EXTRACTED INFORMATION:
========
PR #8864, opened 2019-02-13
Handle null "origin" header in "Old Hixie 75 handshake" as proper bad request.

artem-m:
Handle null origin header in Old Hixie 75 handshake as proper bad request.

Motivation:

Gracefully respond on bad client request.
We have a set of errors produced by Android 7.1.1/7.1.2 clients where both headers `HttpHeaderNames.SEC_WEBSOCKET_VERSION` and `HttpHeaderNames.ORIGIN` are not present. Absence of the first headers leads to WebSocketServerHandshaker00 be applied as a handshaker. However, null 2nd header causes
========
HOW TO COMPLETE THIS TASK: From the line containing "Gracefully respond on bad client request." to the last line of the records above, please write out every line exactly and add nothing.

FINISHED TASK:
Gracefully respond on bad client request.
We have a set of errors produced by Android 7.1.1/7.1.2 clients where both headers `HttpHeaderNames.SEC_WEBSOCKET_VERSION` and `HttpHeaderNames.ORIGIN` are not present. Absence of the first headers leads to WebSocketServerHandshaker00 be applied as a handshaker. However, null 2nd header causes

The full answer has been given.